◆ How to complete this task ◆
Check each line of the listing below for the string "comparison", and copy the ones that have it.

BEGIN

PR #1611, opened 2026-04-30
Hash comparison, subset file pulling, prune stale link entries

patrick-da-silva-ST:
## Related Issue \ discussion
See [this PR](https://github.com/clearml/clearml/pull/1590) for the original implementation attempt.

#### SHA-256 hash comparison for external link change detection
- `LinkEntry` gains a `hash` field and persists it through `as_dict()` serialization
- `add_external_files` gets a `read_hash` flag; when set, SHA-256 is read from each object's custom cloud metadata and stored on the `LinkEntry`
- Change detection now prefers hash comparison over size when both sides carry a hash, falling back to size when hash is unavailable
- `StorageHelper.get_object_metadata` reads SHA-256 from custom blob metadata (`"sha256"` key); if missing, attempts `reload()` on the object
- `StorageHelper.list` and `StorageManager.list` / `get_metadata` thread `read_hash` through to the driver layer
- GCS and Azure upload paths store the SHA-256 in object custom metadata when `upload_hash` is present in extra; S3 stores it under `Metadata["sha256"]`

END

◆ Solved problem ◆
Hash comparison, subset file pulling, prune stale link entries
#### SHA-256 hash comparison for external link change detection
- Change detection now prefers hash comparison over size when both sides carry a hash, falling back to size when hash is unavailable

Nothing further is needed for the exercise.